# Piedmont.



## Rackbuster (Jun 26, 2012)

Got some of my groups applications in today,should get the rest tomorrow and divide them up and get ready to wait.


----------



## Rackbuster (Jun 26, 2012)

Here is pic of application with the dates.


----------



## ABBYS DAD (Jun 27, 2012)

thanks for posting. can't wait till november 1st.


----------



## Paymaster (Jun 28, 2012)

We got ours this week. We will have them all(10 or so) filled out and sent in soon.


----------



## ABBYS DAD (Jul 2, 2012)

got mine in the mail this week. this will be my 20th anniversary of my start of deer hunting at piedmont! 1992 at 12 years old, i still remember sitting on a stump in compartment 16. here is a picture of my dads buck he got on last years 1st ether sex hunt.


----------



## jmcrae1 (Jul 3, 2012)

Nice looking buck!


----------



## Paymaster (Jul 8, 2012)

Put'n in for the first either sex hunt as first choice and second one as second choice. Good luck this year y'all.


----------



## ABBYS DAD (Jul 9, 2012)

Us too. Hopefully we'll get our first pick drawn again.


----------



## Paymaster (Jul 9, 2012)

ABBYS DAD said:


> Us too.
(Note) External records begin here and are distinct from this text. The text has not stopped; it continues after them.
PR #18259, opened 2023-11-02
google-chrome-canary: switch to `version :latest`

miccal:
In the last week alone this Cask has been updated 12 times.

The `livecheck` `url` at https://chromiumdash.appspot.com/fetch_releases?channel=Canary&platform=Mac lists the current version and the previous version for each new release, which allows them to be compared.

I propose that we throttle the updates to every 5th release.

The `livecheck` may of course fail at the moment, but if other maintainers agree the `ci-skip-livecheck` label can be added to allow this to pass the CI checks if necessary.

Ping @samford for a review of my `livecheck` block and @reitermarkus who did something similar for the `bettertouchtool` Cask here: https://github.com/Homebrew/homebrew-cask/pull/142173

### DIFF
--- a/Casks/google-chrome-canary.rb
+++ b/Casks/google-chrome-canary.rb
@@ -13,7 +13,6 @@ cask "google-chrome-canary" do
   #   regex(/"version":\s*"v?(\d+(?:\.\d+)+)"/i)
   # end
 
-  auto_updates true
   depends_on macos: ">= :catalina"
 
   app "Google Chrome Canary.app"
--- a/Casks/google-chrome-canary.rb
+++ b/Casks/google-chrome-canary.rb
@@ -7,6 +7,9 @@ cask "google-chrome-canary" do
   desc "Web browser"
   homepage "https://www.google.com/chrome/canary/"
 
+  # Canary releases are frequent, so this `strategy` block throttles livecheck
+  # to every fifth release. Ideally this should be handled outside of livecheck
+  # but this is an interim workaround.
   livecheck do
     url "https://chromiumdash.appspot.com/fetch_releases?channel=Canary&platform=Mac"
     strategy :page_match do |page|
--- a/Casks/google-chrome-canary.rb
+++ b/Casks/google-chrome-canary.rb
@@ -9,7 +9,19 @@ cask "google-chrome-canary" do
 
   livecheck do
     url "https://chromiumdash.appspot.com/fetch_releases?channel=Canary&platform=Mac"
-    regex(/"version":\s*"v?(\d+(?:\.\d+)+)"/i)
+    strategy :page_match do |page|
+      current_version = page.match(/"version":\s*"v?(\d+(?:\.\d+)+)"/i)
+      previous_version = page.match(/"previous_version":\s*"v?(\d+(?:\.\d+)+)"/i)
+
+      # Throttle updates to every 5th release.
+      version = if current_version[1].tr(".", "").to_i >= previous_version[1].tr(".", "").to_i + 50
+        current_version[1]
+      else
+        previous_version[1]
+      end
+
+      version.to_s
+    end
   end
 
   auto_updates true
--- a/Casks/google-chrome-canary.rb
+++ b/Casks/google-chrome-canary.rb
@@ -12,18 +12,20 @@ cask "google-chrome-canary" do
   # but this is an interim workaround.
   livecheck do
     url "https://chromiumdash.appspot.com/fetch_releases?channel=Canary&platform=Mac"
-    strategy :page_match do |page|
-      current_version = page.match(/"version":\s*"v?(\d+(?:\.\d+)+)"/i)
-      previous_version = page.match(/"previous_version":\s*"v?(\d+(?:\.\d+)+)"/i)
+    strategy :json do |json|
+      versions = json.map { |item| item["version"] }
+                     .compact
+                     .uniq
+                     .sort_by { |v| Version.new(v) }
+                     .reverse
+      current_pos = versions.index(version)
 
-      # Throttle updates to every 5th release.
-      version = if current_version[1].tr(".", "").to_i >= previous_version[1].tr(".", "").to_i + 50
-        current_version[1]
-      else
-        previous_version[1]
-      end
+      # Fall back to the newest version if the current version isn't found
+      next versions.first if current_pos.blank?
 
-      version.to_s
+      # Return the newest version if there have been five or more releases
+      # since the version in the cask.
+      (current_pos >= 5) ? versions.first : version
     end
   end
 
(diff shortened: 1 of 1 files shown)


miccal:
Passing CI at the moment since:
```
|-> brew livecheck google-chrome-canary
google-chrome-canary: 121.0.6101.0 ==> 121.0.6102.0
```

bevanjkay:
This gets updated by upstream so frequently that it might be better to just go `version :latest`. 

Essentially every time you run `brew upgrade google-chrome-canary` or `brew upgrade --greedy` you would get a newer version. 

This assumes there is a static url that points to the latest version.

Casks/google-chrome-canary.rb
```diff
@@ -9,7 +9,19 @@
 
   livecheck do
```
samford, line 10:
```suggestion
  # Canary releases are frequent, so this `strategy` block throttles livecheck
  # to every fifth release. Ideally this should be handled outside of livecheck
  # but this is an interim workaround.
  livecheck do
```

Casks/google-chrome-canary.rb
```diff
@@ -9,7 +9,19 @@
...
+      previous_version = page.match(/"previous_version":\s*"v?(\d+(?:\.\d+)+)"/i)
+
+      # Throttle updates to every 5th release.
+      version = if current_version[1].tr(".", "").to_i >= previous_version[1].tr(".", "").to_i + 50
+        current_version[1]
+      else
+        previous_version[1]
+      end
+
+      version.to_s
```
samford, line 23:
```suggestion
    strategy :json do |json|
      versions = json.map { |item| item["version"] }
                     .compact
                     .uniq
                     .sort_by { |v| Version.new(v) }
                     .reverse
      current_pos = versions.index(version)

      # Fall back to the newest version if the current version isn't found
      next versions.first if current_pos.blank?

      # Return the newest version if there have been five or more releases
      # since the version in the cask.
      (current_pos >= 5) ? versions.first : version
```

samford (commented):
I don't have an opinion regarding `version :latest` here but if we want to restrict the `livecheck` block to every fifth release, we're going to need to properly work with the versions in the response. I've added a suggestion below that uses the `Json` strategy to reverse sort the items by version (i.e., newest to oldest) and conditionally return either the newest version or the cask version.

If the cask version isn't found in the JSON response, then the check returns the newest version as a fallback. When the cask version is present in the JSON response, the check returns the newest version if there have been 5+ releases since the cask version, otherwise it returns the cask version.

For example, the `versions` array is currently `["121.0.6102.0", "121.0.6101.0", "121.0.6100.0", "120.0.6099.2", "120.0.6099.0", "120.0.6098.0", "120.0.6097.0", "120.0.6096.0", "120.0.6095.0", "120.0.6094.0"]` and the cask version is `121.0.6101.0`, so it will return the cask version (i.e., `current_pos == 1`, which is less than 5). If the cask version is set to `120.0.6098.0` (or a version not in the array), the check will return the newest version (121.0.6102.0).

Is this what you're looking for here?

-----

Past that, I've added a comment above the `livecheck` block to explain the situation, as we should be documenting instances where the `livecheck` block is being used to throttle versions.

It goes without saying but I'm still of the opinion that livecheck should always return the newest version and any throttling should be handled outside of it (e.g., failing fast on CI, preventing `bump-cask-pr` from creating a new PR, etc.). However, as mentioned before, I'm okay with this as an interim solution to conserve maintainer (and CI) time with respect to frequently-updated casks but someone should eventually implement a proper solution (e.g., homebrew/core has version throttling via an `audit_exceptions/throttled_formulae.json` file).

razvanazamfirei:
> It goes without saying but I'm still of the opinion that livecheck should always return the newest version and any throttling should be handled outside of it (e.g., failing fast on CI, preventing `bump-cask-pr` from creating a new PR, etc.). However, as mentioned before, I'm okay with this as an interim solution to conserve maintainer (and CI) time with

Fully agree with @samford on this. We implemented something similar in https://github.com/Homebrew/homebrew-cask/pull/145477 and https://github.com/Homebrew/homebrew-cask/pull/144441.

Not sure if it makes more sense to stick to a date-based throttle versus one based on the version number.

p-linnane:
Every 5 releases or `version :latest` work for me. Whatever more maintainers think makes sense.

bevanjkay:
I am leaning heavily toward `version :latest` for this one for a couple of reasons. It is a nightly build, that sometimes releases additional patches (sometimes multiple times per day).
It automatically updates. With `version :latest` users can still upgrade by calling the cask directly or using `--greedy` and due to the release schedule it would almost always upgrade following the shasum comparison check.

It is also worth noting the the `url` for this cask is **not** versioned, so there is no great advantages by having the cask versioned, as you may receive a newer version anyway.

miccal:
Thank you for the review @samford.

I think this should remain versioned to maintain consistency with the other three `google-chrome` Casks (which all have non-versioned `url`'s).

I propose we give throttling a try and see how it goes.

Casks/google-chrome-canary.rb
miccal: I though my way was clever 😢

samford: It's not that it wasn't clever, it's that the numeric approach wouldn't strictly throttle to every five versions.

Using the current releases as an example:

* Eight change the third number (e.g., 120.0.6094.0 -> 120.0.6095.0)
* One changes the fourth number but not the third number (120.0.6099.0 -> 120.0.6099.2)
* One changes the first, third, and fourth numbers (120.0.6099.2 -> 121.0.6100.0)

Releases that only modify the fourth number but not the third number wouldn't be counted as a release when using the numeric approach. Also, releases that bump the major version would always make `livecheck` return a new version, regardless of the throttling (though one could argue that's a feature 😆).

Due to the variation in what part of the version changes, strictly throttling to every fifth release ends up being more involved (as seen).

samford:
I was ambivalent about which `version` approach to take but I think Bevan's explanation has convinced me about `version :latest`. If Chrome updates itself and use of `--greedy` isn't super commonplace (I don't use it 🤷), then it's just about 1) ensuring that users get the latest version when they install the cask and 2) making sure that whatever we do reduces the current maintenance burden.

If we throttle this cask, 4/5 of the time users wouldn't be installing the latest version and they may be prompted to update (in Chrome) right after installation, which isn't ideal. Throttling would reduce the maintainer burden but lead to a slightly worse situation for users.

At least to me, `version :latest` seems to be suitable from both a user and maintainer standpoint, considering this is basically a "nightly" cask and the `url` is unversioned (as Bevan mentioned). That said, I'm not a cask expert by any means, so take this with a grain of salt.

miccal:
Switching to `version :latest`.

bevanjkay (approved):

Hopefully we'll get our first pick drawn again.



That'd be good!


----------



## 7Mag Hunter (Jul 10, 2012)

Hope to get my app later this week...
Have not hunted Piedmont for over 10 yrs, so i hope to
get picked this year...


----------



## Paymaster (Jul 11, 2012)

7Mag Hunter said:


> Hope to get my app later this week...
> Have not hunted Piedmont for over 10 yrs, so i hope to
> get picked this year...



Guess I've only missed a couple years out of the last 30 or so. One was in 2005.I did not get selected that year so I took that week and went to PC Beach and had a heart attack. Don't know how it would have been being deep in the woods, up a tree and have that happen instead of sitting in a campground in Florida. Good Lord knows. I know I am a Blessed man.


----------



## ABBYS DAD (Jul 11, 2012)

Paymaster said:


> Guess I've only missed a couple years out of the last 30 or so. One was in 2005.I did not get selected that year so I took that week and went to PC Beach and had a heart attack. Don't know how it would have been being deep in the woods, up a tree and have that happen instead of sitting in a campground in Florida. Good Lord knows. I know I am a Blessed man.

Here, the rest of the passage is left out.